Magnetism

Magnetic Field

A bar magnet was placed on a horizontal whiteboard and a compass was placed near its north pole. We noticed that the needle pointed directly at the north pole of the magnet. We repeated this for many positions around the magnet (along the blue line) and drew a red arrow on the whiteboard representing the orientation of the compass needle.

Here we see the resulting arrows at various positions around the magnet.

We figured the magnetic field of the bar magnet must look similar to the diagram above.

Prof. Mason sprinkled some iron filings evenly around a magnet and used a projector to show the results. We can see that the magnetic field looks very similar to the one we had hypothesized.

Magnetic Flux

Magnetic flux follows some of the same principles as electric flux. We can determine if there is a net flux by counting the magnetic field lines going in and out. Here we show a magnetic field in red and three areas of interest circled in black and labeled 1,2,3. In area 1 there are two lines coming in and two coming out, therefore the magnetic flux is zero at that point. Area 2 encases the south pole and contains 0 lines coming in and 7 going out, therefore there is a net magnetic flux. In area 3, which encases both north and south poles, there are 7 lines going in and 7 coming out, therefore the net flux is zero.

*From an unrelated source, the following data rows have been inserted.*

PR #1109, opened 2012-10-10
[t2464] Better TrackEvent update error detection and recovery

secretrobotron:
1. Created src/core/observer to give classes ability to notify subscribers of events (synchronous).
2. Created src/strings to start holding Butter-wide strings.
3. Removed independent setErrorState, updateTrackEvent\* from editors.
4. Added centralized updateTrackEventSafe to TrackEventEditor.
5. Rerouted TrackEvent update mechanisms to use updateTrackEventSafe in editors.
6. Added trackevent update subscriber to src/core/track to reject an update if overlap occurs.

### DIFF
--- a/src/core/observer.js
+++ b/src/core/observer.js
@@ -1,0 +1,159 @@
+/* This Source Code Form is subject to the terms of the MIT license
+ * If a copy of the MIT license was not distributed with this file, you can
+ * obtain one at http://www.mozillapopcorn.org/butter-license.txt */
+
+define([], function(){
+
+  /**
+   * Notification
+   *
+   * A Notification object is passed to subscribers when a notification occurs. It
+   * describes the notification, encompassing references to the notification origin,
+   * the name of the notification, and some data to assist. Notifications can be
+   * cancelled by calling the `cancel` function, and a reason can be specified to
+   * pass on to the body which issued the notification.
+   *
+   * @param {Object} origin: The object which issued the notification.
+   * @param {String} type: The type of notification.
+   * @param {Object} data: Arbitrary data to associate with the notification.
+   */
+  function Notification( origin, type, data ) {
+    var _cancelledReason;
+
+    /**
+     * cancel
+     *
+     * Cancels a notification and records a reason for doing so.
+     *
+     * @param {String} reason: The reason for canceling the notification.
+     */
+    this.cancel = function( reason ) {
+      _cancelledReason = reason || true;
+    };
+
+    Object.defineProperties( this, {
+      origin: {
+        value: origin,
+        enumerable: true
+      },
+      type: {
+        value: type,
+        enumerable: true
+      },
+      data: {
+        value: data,
+        enumerable: true
+      },
+      cancelledReason: {
+        enumerable: true,
+        get: function() {
+          return _cancelledReason;
+        }
+      },
+      cancelled: {
+        enumerable: true,
+        get: function() {
+          return !!_cancelledReason;
+        }
+      }
+    });
+  }
+
+  /**
+   * __subscribe
+   *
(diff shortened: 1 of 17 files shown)


src/core/observer.js
```diff
@@ -0,0 +1,156 @@
...
+      }
+    }
+  }
+
+  /**
+   * __notify
+   *
+   * A class function which calls all the subscribers of a given notification type.
+   *
+   * @param {String} type: The type of notification to subscribe to.
```
humphd: "to subscribe to"?  Maybe, "the type of notification to determine which subscribers to notify"?

src/core/observer.js
```diff
@@ -0,0 +1,156 @@
...
+   * @param {Object} object: The object issuing the notification.
+   */
+  function __notify( type, data, subscriberDict, object ) {
+    var i, l,
+        subscribers = subscriberDict[ type ],
+        notification = new Notification( object, type, data );
+
+    if ( subscribers ) {
+      for ( i = 0, l = subscribers.length; i < l; ++i ) {
+        subscribers[ i ]( notification );
```
humphd, line 117: Is it worth checking whether the notification was cancelled by one of the subscribers?  If so, do you want to bail and not bother with the rest?

src/core/observer.js
```diff
@@ -0,0 +1,156 @@
...
+   * Gives an object the functionality to record and notify subscribers for typed notifications
+   * (simple implementation of Observer pattern).
+   *
+   * @param {Object} object: The object to extend with Observer functionality.
+   */
+  function extendObject( object ) {
+    var _subscribers = {};
+
+    if ( object.subscribe ) {
+      throw "Object already has Observer properties.";
```
humphd, line 139: Just return, there's no harm if it already exists, right?

src/core/trackevent.js
```diff
@@ -100,18 +105,29 @@ define( [ "./logger", "./eventmanager", "util/lang", "util/time", "./views/track
...
+        throw new TrackEventUpdateException( "invalid-end-time" );
       }
 
       if ( newStart >= newEnd ) {
-        throw new TrackEventUpdateException( "start-greater-than-end", "[start] must be less than [end]." );
+        throw new TrackEventUpdateException( "start-greater-than-end" );
+      }
+
+      // Synchronously notify observers that an update is happening.
+      // This action gives observers are chance to stop the trackevent from updating
```
humphd: s/are/a/

src/strings/trackevent-errors.js
```diff
@@ -0,0 +1,10 @@
+/* This Source Code Form is subject to the terms of the MIT license
```
humphd: I wonder at the value of separating things out like this, given that we don't do this anywhere else.  What's your thinking?

src/core/observer.js
secretrobotron, line 139: I did want to keep this `throw` as a protective measure in case someone is adding redundant code.

src/strings/trackevent-errors.js
secretrobotron: I thought it was a good idea to start doing it somewhere as a test. These messages were the easiest thing to pluck out of the UI because they were set mostly by inline strings in the code. Considering I set it up to transition easily into `require`'s l18n system, do you think it's not worth doing?

src/core/observer.js
secretrobotron, line 117: Done (just below here).

src/strings/trackevent-errors.js
humphd: Personally, I'd wait and do it en masse.  I don't think this provides us much value yet.

PR #1110, opened 2012-10-10
T2380

mjschranz:
https://webmademovies.lighthouseapp.com/projects/65733/tickets/2380-when-you-try-to-select-in-image-it-clicks-through-and-loads-up-the-host-url

### DIFF
--- a/templates/assets/editors/image/image-editor.js
+++ b/templates/assets/editors/image/image-editor.js
@@ -252,6 +252,16 @@
           });
         });
 
+        _this.createTooltip( _linkInput, {
+          name: "image-link-tooltip" + Date.now(),
+          element: _linkInput.parentElement,
+          message: "Links will be clickable when shared.",
+          top: "105%",
+          left: "50%",
+          hidden: true,
+          hover: false
+        });
+
         _this.attachInputChangeHandler( _linkInput, trackEvent, "linkSrc", function( te, prop ) {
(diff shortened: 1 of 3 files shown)


templates/assets/editors/image/image-editor.js
```diff
@@ -378,6 +388,22 @@
...
+    }
+
+    function addLinkListeners() {
+      var i,
+          ln,
+          links = _trackEvent.popcornTrackEvent._container.querySelectorAll( "a" );
+
+      if ( links ) {
+        for ( i = 0, ln = links.length; i < ln; i++ ) {
+          links[ i ].addEventListener( "click", linkClick, false );
```
ScottDowne: instead of using click events with prevent default, let's go with onclick returns false.

Using preventdefault does more than just stop the click. It does other, unexpected things.

If we return false inside the onclick, it'll return and cancel the click.

I think you have to use onclick, and not addeventlistener, like so:

elem.onclick = function() { return false; };

templates/assets/editors/image/image-editor.js
```diff
@@ -423,6 +449,7 @@
           _trackEvent = e.target;
           calcImageTime();
           _this.updatePropertiesFromManifest( _trackEvent );
+          addLinkListeners();
```
ScottDowne: Why are you creating a function that is only called in one spot?

Let's reduce the call stack and just pu the code in here.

Magnetic Field, Force, and Velocity

In this given problem, we were given that the magnetic field was 2.6E-3 T and the velocity of an electron was at 30 degrees from it with a magnitude of 3E6 m/s. We found the magnitude of the force using the formula shown above where q is the charge of an electron. We also used the fact that the cross product with the magnetic field can also be taken by taking the magnetic field and multiplying it by the sin of the angle between it and the charge velocity.

The diagram above shows that force is magnetic field is always perpendicular to the force and charge velocity.
Below we begin deriving equations that have to do with centripetal force.

We start by stating that the centripetal force is equal to the mass multiplied by the velocity squared all divided by the radius of the circle. We also know that the force is equal to qv X B so setting them equal to each other cancels out a factor of v from both sides. We got rid of the cross product since it is equal to sin(90)=1 in this case (not cos(90) as in picture). We solved for R and changed translation velocity into angular velocity (v = Rw). The R's cancel out and we can solve for w.

We have another formula for angular velocity which states that it is directly proportional to the frequency and a factor of 2pi. Setting these two formulas gives us a direct relationship between frequency (given), mass of an electron, charge of an electron, and magnetic field (which we need to find). Solving for magnetic field and plugging in the known values we calculate the magnetic field to be 0.0876 T.